Guedj Eric, Cammilleri Serge, Colavolpe Cécile, de Laforte Catherine, Niboyet Jean, Mundler Olivier
Service Central de Biophysique et de Médecine Nucléaire, Assistance Publique des Hôpitaux de Marseille, Centre Hospitalo-Universitaire de la Timone, 264 rue Saint Pierre, Marseille Cedex 5, France.
Eur J Nucl Med Mol Imaging. 2007 Dec;34(12):2115-9. doi: 10.1007/s00259-007-0589-9. Epub 2007 Sep 21.
The aim of this study was to determine whether the follow-up of pain processing recovery in hyperalgesic fibromyalgia (FM) could be objectively evaluated with brain perfusion ethyl cysteinate dimer single photon computerized tomography (ECD-SPECT) after administration of ketamine.

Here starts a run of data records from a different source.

PR #30, opened 2023-05-26
fix: Tenderly DevNets Integration

Whytecrowe:


hardhat.config.ts
```diff
@@ -23,30 +25,46 @@ const config: HardhatUserConfig = {
...
+    username: `${process.env.TENDERLY_ACCOUNT_ID}`,
+  },
 };
 
+// These are needed for tenderly verification to be automatic,
+// they don't seem to work with DevNet for some reason,
+// however Tenderly operations do not work if we don't call
+// this here, it is required for integration with Hardhat.
+// !!! This should be uncommented when using Tenderly DevNet !!!
+// tenderly.setup({ automaticVerifications: true });
```
JamesEarle, line 74: Not sure I fully understand this comment

"These don't work for tenderly DevNet"

but also

"Tenderly operations don't work if we don't include this, uncomment when using Tenderly DevNet"?

src/tenderly/deploy-verify-zns.ts
```diff
@@ -0,0 +1,50 @@
...
+  governorAddresses ?: Array<string>;
+  adminAddresses ?: Array<string>;
+}) => {
+  const zns = await deployZNS({
+    deployer: governor,
+    governorAddresses,
+    adminAddresses,
+  });
+
+  // TODO: find a way to get these names from the object
```
JamesEarle: For a piece of feedback you left in my PR I added the string "ZNSDomainToken" to the constants list for when we deploy a new DomainToken contract. The same could be done here for each contract

src/tenderly/deploy-verify-zns.ts
```diff
@@ -0,0 +1,50 @@
...
+    "ZeroTokenMock",
+    "ZNSAddressResolver",
+    "ZNSPriceOracle",
+    "ZNSTreasury",
+    "ZNSEthRegistrar",
+  ];
+
+  // Verify and add source code to Tenderly
+  // for easy debugging
+  await Object.values(zns).reduce(
```
JamesEarle: Do we need `reduce` here? Seems like it might not be being used how it's intended. A simpler `.forEach` would still do what you're doing here I believe.

src/tenderly/deploy-verify-zns.ts
```diff
@@ -0,0 +1,50 @@
...
+    async (acc, contract, idx) => {
```
JamesEarle: Why is `acc` included? It doesn't seem to get referenced

src/tenderly/devnet-execute.ts
```diff
@@ -0,0 +1,43 @@
...
+ * 2. Launch deploy and operation flow with contracts using Hardhat
+ *
+ * To execute this, uncomment `tenderly.setup()` line in the hardhat.config.ts
+ * then run `yarn devnet` in the terminal.
+ * */
+const execute = async () => {
+  // spawn DevNet on Tenderly with ts-node directly
+  const spawnRes = await execAsync(spawnCommand);
+
+  const opCommand = `${opCommandBase} ${opsPath} ${networkArg}`;
```
JamesEarle, line 29: what's the point of making these 3 different variables when they are all only referenced here, a single time? Just make the command one variable

src/tenderly/run-all-flows.ts
```diff
@@ -0,0 +1,48 @@
+import * as hre from "hardhat";
+import { deployVerifyZNS } from "./deploy-verify-zns";
+import * as ethers from "ethers";
+import { hashDomainLabel } from "../../test/helpers";
+import { BigNumber } from "ethers";
+
+
+const domainName = "wilder";
+const domainHash = hashDomainLabel(domainName);
+const tokenId = BigNumber.from(domainHash);
```
JamesEarle, line 9: If the `tokenId` internally is the `uint256(domainHash)` then won't this not work? This is just going to be the BigNumber of that `bytes32` object?

src/tenderly/deploy-verify-zns.ts
JamesEarle, line 1: Consider camelCase for file names with `.ts` extensions

src/tenderly/spawn-devnet.ts
```diff
@@ -0,0 +1,44 @@
...
+
+const {
+  TENDERLY_ACCESS_KEY,
+  TENDERLY_PROJECT_SLUG,
+  TENDERLY_ACCOUNT_ID,
+  TENDERLY_DEVNET_TEMPLATE,
+} = process.env;
+
+// eslint-disable-next-line max-len
+const command = `tenderly devnet spawn-rpc --project ${TENDERLY_PROJECT_SLUG} --template ${TENDERLY_DEVNET_TEMPLATE} --account ${TENDERLY_ACCOUNT_ID}  --access_key ${TENDERLY_ACCESS_KEY}`;
```
JamesEarle, line 19: You can use `\` to have multiline commands in code instead of disabling eslint

``

src/tenderly/spawn-devnet.ts
```diff
@@ -0,0 +1,44 @@
...
+
+
+const spawnDevNet = async () => {
+  const { stderr } = await asyncExec(command);
+  const devNetUrl = stderr.trim().toString();
```
JamesEarle: This feels super weird... we're intentionally running a command that fails, then building a variable from stderr?

src/tenderly/spawn-devnet.ts
```diff
@@ -0,0 +1,44 @@
...
+
+  console.log(`DEVNET_RPC_URL=${ devNetUrl }`);
+
+  // if file doesn't exist, create it
+  if (!fs.existsSync(".env")) {
```
JamesEarle, line 30: just add this to the options for the `writeFileSync` call below, it will append to an existing file or create a new file if one doesn't exist automatically using the `w` flag 

`fs.writeFileSync(".env", { flag : "w" });`

src/tenderly/spawn-devnet.ts
```diff
@@ -0,0 +1,44 @@
...
+    fs.writeFileSync(".env", "");
+  }
+  const fileContent = fs.readFileSync(".env", "utf8");
+
+  const newFileContent = fileContent.replace(/DEVNET_RPC_URL=.*/g, "");
+  fs.writeFileSync(".env", newFileContent);
+  fs.appendFileSync(".env", `DEVNET_RPC_URL=${ devNetUrl }`);
```
JamesEarle, line 37: Can you explain this flow? 

We replace `DEVNET_RPC_URL=` in the file with an empty string`""`,
Then we write that empty string to the file
Then we append to that file with `DEVNET_RPC_URL=${devNetUrl}`

Why do we do it this way? Would not be simpler to see if `.env` contained a devNetUrl already and if so, replace it, or if it doesn't add it? This is presuming the URL is different each time as well.

src/tenderly/deploy-verify-zns.ts
Whytecrowe: this is kind of what I did here, only these are not constants yet. I don't like this approach though.
it is weird to me that I can't seem to find a contract name in the contract object. No idea why they didn't include it. or maybe I'm just blind...

src/tenderly/deploy-verify-zns.ts
Whytecrowe: `forEach` may not work with promises properly as some other looper functions. or you have to trick and use `Promise.all()` making it harder to read. here it's simple await wherever you want.
the reason I'm using `reduce` here is because it can properly await promises at correct times.
I also really like `reduce` because it can be used in whichever way you want and it works a bit differently than other array methods. with async code iteration through reduce is my favorite because it's predictable.

reduce is very popular for async code. you don't have to accumulate necessarily if you don't need to, but the method itself is very good.

src/tenderly/deploy-verify-zns.ts
Whytecrowe: because you need to use other params that are after it.

src/tenderly/devnet-execute.ts
Whytecrowe: it's more future proofing. so we can change parts of it independently if path or network changes. but I will look into it. maybe it's not necessary

src/tenderly/run-all-flows.ts
Whytecrowe: not sure what you mean here. bignumber is casting number into a bytes hash. when we use it as a number it converts that to an int. why would this not work?

src/tenderly/deploy-verify-zns.ts
Whytecrowe: why camelCase? most of the file "conventions" are usually kebab-case, no? never worked with camelCase files before. feels kinda strange...

src/tenderly/spawn-devnet.ts
Whytecrowe: I don't think it fails necessarily. They probably just use this channel to pass the data on their side. not sure why. if it failed, it won't spawn the devnet.... or shouldn't...

src/tenderly/spawn-devnet.ts
Whytecrowe: actually, I think "w" is already there by default. will check if it works

src/tenderly/spawn-devnet.ts
Whytecrowe: I actually lifted this piece of code :))
The way I see it, it's to also make sure the old link is removed before the new one added. Maybe for potential conflicts or to not fuse 2 values together. Not sure this can even happen, though...

"to see if .env contained a devNetUrl already and if so, replace it, or if it doesn't add it" - isn't that what is being done here though?

src/tenderly/deploy-verify-zns.ts
JamesEarle: Seems more consistent to the other files in the repo but not a big deal

src/tenderly/spawn-devnet.ts
JamesEarle: I guess it didn't logically fail, but if it's coming through stderr it's failing to the system, but if that's how they've done it you have to read it this way. Just a weird choice on their part....

src/tenderly/spawn-devnet.ts
JamesEarle: I guess that is what it's doing, but it feels like you can just use a flag in `fs.writeFileSync` to overwrite contents of a file and then you can avoid doing this sort of round about check

https://nodejs.org/api/fs.html#file-system-flags

src/tenderly/spawn-devnet.ts
JamesEarle: Please confirm, I've seen a few posts on stackoverflow that it is the default according to the docs but it doesn't behave that way

src/tenderly/run-all-flows.ts
JamesEarle: Did you confirm this works? It wouldn't be an `int` yet explicitly as you haven't called to modify it and it would just be "0x..." internally still. I guess it just does this implicitly in the function call below?

src/tenderly/spawn-devnet.ts
Whytecrowe: agreed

We enrolled 17 hyperalgesic FM women patients (48.5 +/- 11 years, range 25-63). After treatment with subcutaneous ketamine, 11 patients were considered as "good responders", with a decrease in pain intensity, evaluated by visual analog scale (VAS), greater than 50%. On the other hand, six patients were considered as "poor responders". A voxel-based analysis of regional cerebral blood flow (rCBF) was conducted (p (voxel) < 0.001uc), in the two subgroups of patients, before and after treatment, in comparison to a group of ten healthy subjects, matched for age and gender.

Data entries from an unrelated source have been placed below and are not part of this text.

PR #32, opened 2023-06-12
fix: Publish zToken contract as an npm package and import into zNS

JamesEarle:


test/helpers/deployZNS.ts
```diff
@@ -207,7 +243,7 @@ export const deployZNS = async ({
     deployer,
     accessController.address,
     priceOracle.address,
-    zeroTokenMock.address,
```
Whytecrowe: it's still a mock. not actual zero token. let's specify this, so nobody deploys it by mistake to a network

package.json
```diff
@@ -43,9 +43,10 @@
     "@types/mocha": "9.1.0",
     "@types/node": "^18.15.11",
     "@zero-tech/eslint-config-cpt": "0.2.7",
+    "@zero-tech/ztoken": "^1.0.1",
```
Whytecrowe: let's make a specific version here rather than caret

In comparison to baseline brain SPECT, midbrain rCBF showed a greater increase after ketamine in the responder group than in the nonresponder group (p (cluster) = 0.016c). In agreement with the clinical response, the change in midbrain rCBF after ketamine was highly correlated with the reduction of VAS pain score (r = 0.7182; p = 0.0041).
This prospective study suggests that blockade of facilitatory descending modulation of pain with ketamine can be evaluated in the periaqueductal grey with brain perfusion SPECT.
本研究旨在确定在给予氯胺酮后,是否可以通过脑灌注半胱氨酸乙酯二聚体单光子计算机断层扫描(ECD-SPECT)客观评估痛觉过敏型纤维肌痛(FM)患者疼痛处理恢复情况。
我们纳入了17名痛觉过敏型FM女性患者(48.5±11岁,范围25 - 63岁)。皮下注射氯胺酮治疗后,11名患者被视为“良好反应者”,通过视觉模拟评分法(VAS)评估,疼痛强度降低超过50%。另一方面,6名患者被视为“不良反应者”。在治疗前后,对两组患者进行基于体素的局部脑血流(rCBF)分析(p(体素)<0.001uc),并与一组年龄和性别匹配的10名健康受试者进行比较。
与基线脑SPECT相比,氯胺酮给药后,反应者组中脑rCBF的增加幅度大于无反应者组(p(簇)=0.016c)。与临床反应一致,氯胺酮给药后中脑rCBF的变化与VAS疼痛评分的降低高度相关(r = 0.7182;p = 0.0041)。
这项前瞻性研究表明,使用脑灌注SPECT可以在导水管周围灰质中评估氯胺酮对疼痛促进性下行调节的阻断作用。